Portrait de Tiberio Fiorilli en Scaramouche, par Pietro Paolini, avant 1640.
© Château de Versailles / Christophe Fouin

La réputation de cet acteur d’exception dépasse rapidement les frontières si bien qu’en 1640, le cardinal Mazarin l’invite à Paris. Directeur de la Comédie-Italienne, Fiorilli s’établit sur la scène du Petit-Bourbon, puis sur celle du Palais-Royal où il alterne avec la troupe de Molière. Une estime professionnelle réciproque lie les deux hommes. Pour le jeune Molière, Scaramouche représente la quintessence du génie comique : il s’inspire de ses farces, de la justesse de ses postures et de son sens prodigieux de la scène pour des actions visuelles provoquant un effet de drôlerie immédiat. Cela donne un nouveau souffle à ses pièces : le comique ne repose plus seulement sur le texte mais sur le jeu corporel de l’acteur. Si elle est incontestable, cette influence a toutefois été exagérée au point que l’on a qualifié abusivement Scaramouche de « maître de Molière ».
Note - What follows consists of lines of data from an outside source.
PR #883, opened 2016-03-22
pause during do_upgrade

knifewine:
@mambocab to review

### DIFF
--- a/upgrade_tests/paging_test.py
+++ b/upgrade_tests/paging_test.py
@@ -1125,9 +1125,6 @@ class TestPagingDatasetChanges(BasePagingTester, PageAssertionMixin):
 
             self.assertEqualIgnoreOrder(pf.all_data(), expected_data)
 
-    @known_failure(failure_source='test',
-                   jira_url='https://issues.apache.org/jira/browse/CASSANDRA-11396',
-                   flaky=True)
     def test_data_change_impacting_later_page(self):
         cursor = self.prepare()
         cursor.execute("CREATE TABLE paging_test ( id int, mytext text, PRIMARY KEY (id, mytext) )")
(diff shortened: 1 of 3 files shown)


upgrade_tests/paging_test.py
```diff
@@ -6,7 +6,6 @@
 from cassandra import ConsistencyLevel as CL
 from cassandra import InvalidRequest, ReadFailure, ReadTimeout
 from cassandra.query import SimpleStatement, dict_factory, named_tuple_factory
-
```
mambocab: I don't think this line should come out.

upgrade_tests/upgrade_base.py
```diff
@@ -8,7 +8,6 @@
 from unittest import skipIf
 
 from ccmlib.common import get_version_from_build, is_win
-
```
mambocab: I don't think this line should come out either.

upgrade_tests/upgrade_base.py
```diff
@@ -199,7 +198,10 @@ def do_upgrade(self, session):
             for is_upgraded, session in sessions:
                 session.default_consistency_level = self.CL
 
-        return sessions
+        # let the upgraded node settle briefly, and help lower any perf noise from the previous iterations
```
mambocab: Since this behavior is sort of weird, I think a little more explanation, and maybe a reference to CASSANDRA-11396, is in order in this comment.

mambocab: In particular, an explanation of the bugs we ran into would be good.

mambocab:
Code is good; I can re-review after you expand the comment a bit.

knifewine:
@mambocab ready for another look

mambocab:
+1, nice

Pendant plus de cinquante ans, Tiberio Fiorilli contribue de façon déterminante au succès et à l’enracinement du théâtre italien en France. Dominant « cet art si difficile et si nécessaire de remuer les passions et de les savoir bien peindre sur le visage », selon la belle formule de Gherardi, son succès est immense en un siècle fasciné par l’expression des passions. Cette admiration unanime est encore renforcée par l’attachement personnel et sincère de Louis XIV qui lui conserve toute sa vie une profonde affection.
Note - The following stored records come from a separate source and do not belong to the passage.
PR #887, opened 2016-03-23
Add test for CASSANDRA-10091

beobal:


jmx_auth_test.py
```diff
@@ -0,0 +1,67 @@
...
+
+@since(3.6)
+class TestJMXAuth(Tester):
+
+    def __init__(self, *args, **kwargs):
+        self.ignore_log_patterns = [
+            # This one occurs if we do a non-rolling upgrade, the node
+            # it's trying to send the migration to hasn't started yet,
+            # and when it does, it gets replayed and everything is fine.
+            r'Can\'t send migration request: node.*is down',
```
mambocab: I can't find it where this message is generated on [the branch that I think you're testing](https://github.com/beobal/cassandra/tree/10091-trunk), but I'm guessing this could be a stricter regex, e.g., by replacing `node.*is` with `node\d+ is`. If you can make it stricter, that'd be nice.

jmx_auth_test.py
```diff
@@ -0,0 +1,67 @@
...
+from dtest import Tester
+from jmxutils import apply_jmx_authentication
+from tools import since
+
+
+@since(3.6)
+class TestJMXAuth(Tester):
+
+    def __init__(self, *args, **kwargs):
+        self.ignore_log_patterns = [
```
mambocab: I know there are a bunch of places where we use the `def __init__(...): self.ignore_log_patterns = ...` pattern, but if that's all you do in the method, it's unnecessary. You can just set `ignore_log_patterns` as a class-level variable, like [in `offline_tools_test`](https://github.com/riptano/cassandra-dtest/blob/master/offline_tools_test.py#L17). I'll file a ticket for one of us on the TE team to remove `__init__` methods that set a bad precedent this way.

mambocab: So, if you're so moved, could you please make that refactoring? If not, don't worry, we'll get it when we address the above-mentioned ticket.

jmx_auth_test.py
```diff
@@ -0,0 +1,67 @@
...
+
+        # test doesn't yet have any privileges on the necessary JMX resources
+        with self.assertRaisesRegexp(NodetoolError, 'Access Denied'):
+            node.nodetool('-u test -pw abc123 gossipinfo')
+
+        session.execute("GRANT jmx_user TO test")
+        node.nodetool('-u test -pw abc123 gossipinfo')
+
+        # superuser status applies to JMX authz too
+        node.nodetool('-u cassandra -pw cassandra gossipinfo')
```
mambocab: Could you please add assertions that the `test` and `cassandra` users can't use `nodetool gossipinfo` with bad passwords? That increases coverage a bit, and makes it clearer that the "assertion" here is that `nodetool` runs without raising an error.

Could you also add an assertion that `nodetool gossipinfo` without a `-u` fails?

jmxutils.py
```diff
@@ -51,6 +51,28 @@ def make_mbean(package, type, **kwargs):
...
+    replacement = 'JVM_OPTS="$JVM_OPTS -Dcom.sun.management.jmxremote.authenticate=true"'
+    pattern1 = 'JVM_OPTS="\$JVM_OPTS -Dcom.sun.management.jmxremote.password.file=/etc/cassandra/jmxremote.password"'
+    replacement1 = '#JVM_OPTS="$JVM_OPTS -Dcom.sun.management.jmxremote.password.file=/etc/cassandra/jmxremote.password"'
+    pattern2 = '#JVM_OPTS="\$JVM_OPTS -Dcassandra.jmx.remote.login.config=CassandraLogin"'
+    replacement2 = 'JVM_OPTS="$JVM_OPTS -Dcassandra.jmx.remote.login.config=CassandraLogin"'
+    pattern3 = '#JVM_OPTS="\$JVM_OPTS -Djava.security.auth.login.config=\$CASSANDRA_HOME/conf/cassandra-jaas.config"'
+    replacement3 = 'JVM_OPTS="$JVM_OPTS -Djava.security.auth.login.config=$CASSANDRA_HOME/conf/cassandra-jaas.config"'
+    pattern4 = '#JVM_OPTS="\$JVM_OPTS -Dcassandra.jmx.authorizer=org.apache.cassandra.auth.jmx.AuthorizationProxy"'
+    replacement4 = 'JVM_OPTS="$JVM_OPTS -Dcassandra.jmx.authorizer=org.apache.cassandra.auth.jmx.AuthorizationProxy"'
+    replacement_list = [(pattern, replacement), (pattern1, replacement1), (pattern2, replacement2),
```
mambocab: This would be more readable in a multiline string literal:

```python
replacement_list = [
    ('JVM_OPTS="\$JVM_OPTS -Dcom.sun.management.jmxremote.authenticate=false"',
     'JVM_OPTS="$JVM_OPTS -Dcom.sun.management.jmxremote.authenticate=true"'),
    ('JVM_OPTS="\$JVM_OPTS -Dcom.sun.management.jmxremote.password.file=/etc/cassandra/jmxremote.password"',
     '#JVM_OPTS="$JVM_OPTS -Dcom.sun.management.jmxremote.password.file=/etc/cassandra/jmxremote.password"'),
    ('#JVM_OPTS="\$JVM_OPTS -Dcassandra.jmx.remote.login.config=CassandraLogin"',
     'JVM_OPTS="$JVM_OPTS -Dcassandra.jmx.remote.login.config=CassandraLogin"'),
    ('#JVM_OPTS="\$JVM_OPTS -Djava.security.auth.login.config=\$CASSANDRA_HOME/conf/cassandra-jaas.config"',
     'JVM_OPTS="$JVM_OPTS -Djava.security.auth.login.config=$CASSANDRA_HOME/conf/cassandra-jaas.config"'),
    ('#JVM_OPTS="\$JVM_OPTS -Dcassandra.jmx.authorizer=org.apache.cassandra.auth.jmx.AuthorizationProxy"',
     'JVM_OPTS="$JVM_OPTS -Dcassandra.jmx.authorizer=org.apache.cassandra.auth.jmx.AuthorizationProxy"')
]
```

(Double-check that I did the correct substitutions before using, I may not have done it perfectly, but: I think that's more readable, personally.)

jmx_auth_test.py
```diff
@@ -0,0 +1,67 @@
+from ccmlib.node import NodetoolError
+from dtest import Tester
+from jmxutils import apply_jmx_authentication
+from tools import since
+
+
+@since(3.6)
```
mambocab: `since` takes a string.

jmxutils.py
```diff
@@ -51,6 +51,28 @@ def make_mbean(package, type, **kwargs):
     return rv
 
 
+def apply_jmx_authentication(node):
+    if common.is_win():
+        conf_file = os.path.join(node.get_conf_dir(), common.CASSANDRA_WIN_ENV)
+    else:
+        conf_file = os.path.join(node.get_conf_dir(), common.CASSANDRA_ENV)
```
mambocab: I've got a PR in flight on ccm that should make this code unnecessary:

https://github.com/pcmanus/ccm/pull/482

If it gets merged before this PR, I'll ping you to change this code.

mambocab:
Address my comments and I'm +1.

mambocab:
Ah, just realized that you're shepherding this PR, you're not its primary author @beobal. If you like, I can make some commits for you to cherry-pick, rather than making you do the work here. Just let me know.

jmx_auth_test.py
beobal: Done (I don't think it was necessary anyway, probably a vestigal artifact of copy+pasting from an existing test).

jmx_auth_test.py
beobal: There's already an assertion for `test`  with a bad password (line 42 above), do you think it's worth duplicating that with `cassandra` + bad password?

I've added the missing `-u` assertion, thanks for catching that one.

jmxutils.py
beobal: yep, looks more readable to me too, thanks.

jmx_auth_test.py
beobal: d'oh

jmxutils.py
beobal: sgtm

beobal:
> just realized that you're shepherding this PR

no worries, I've made the changes you suggested, modulo one which I think is redundant. Let me know what you think, and I'll squash and merge when you're happy. FTR, I'll hold off until 10091 is committed though.

jmx_auth_test.py
mambocab: The "`cassandra` with bad password" use case doesn't need to be tested, you're right. My thought about adding an assertion for the `test` user is to make sure it still doesn't allow use with a bad password after the change in permissions, but yeah, that's probably also redundant :+1:

mambocab:
Just to confirm, did you mean to remove `ignore_log_patterns` entirely?

beobal:
I did, I don't think it's necessary, Am I thinking about this wrong and this is required boilerplate for upgrade testing?

mambocab:
> Am I thinking about this wrong

Nope, just making sure I'm correctly interpreting what you wrote.

Looks good to me, squash away, and merge when ready. Thanks!

mambocab:
https://github.com/pcmanus/ccm/pull/482 got merged -- when you squash, could you also use the new `envfilename` method, rather than building the `cassandra.env` path yourself?

beobal:
CASSANDRA-10091 has been committed so I've rebased & merged, with @mambocab's suggestion to use `envfilename`.

mambocab:
:+1: Great, thanks!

Fiorilli-Scaramouche meurt à Paris en 1694, à l’âge de 86 ans. La fin de l’histoire est connue : trois ans après sa mort, les comédiens italiens sont chassés de Paris pour avoir froissé la susceptibilité de Madame de Maintenon, visée trop directement par la comédie satirique La Fausse Prude.

 

Hélène Delalex,
Conservateur du patrimoine au musée national des châteaux de Versailles et de Trianon

 


Scaramouche, la guitare et l’enfant-roi

Portrait de Scaramouche, édité par Basset.
© Beaux-Arts de Paris, Dist. RMN-Grand Palais / image INHA

Durant sa petite enfance, Louis XIV adore ce personnage qui vient chaque semaine à la Cour avec sa guitare et accompagné de son chat, de son chien, de son singe et de son perroquet, pour l’amuser ou le consoler d’un chagrin par ses grimaces et ses pitreries. Le petit roi en est si satisfait que le bouffon italien devient son amusement indispensable et que, chaque soir, il l’envoie chercher.

C’est à Scaramouche que l’on doit la plus célèbre lubie du jeune Louis XIV. Comme tout prince, Louis apprend à « toucher » le luth, instrument noble et raffiné par excellence, mais qui l’ennuie prodigieusement. Aussi réclame-t-il, à l’âge de douze ans, d’apprendre à jouer de la guitare. Mazarin et Anne d’Autriche essaient par tous les moyens de lui faire passer cette fantaisie, car la guitare est alors un instrument très populaire, voire comique avec ses accords énergiques que le joueur souligne en frappant des pieds. Inflexible, l’enfant-roi s’obstine avec une fermeté si étonnante que Mazarin finit par céder. En 1651, il dépêche de Mantoue le plus grand virtuose de son temps, Francesco Corbetta, qui publiera sa méthode à Paris, en 1671, La Guitare royale.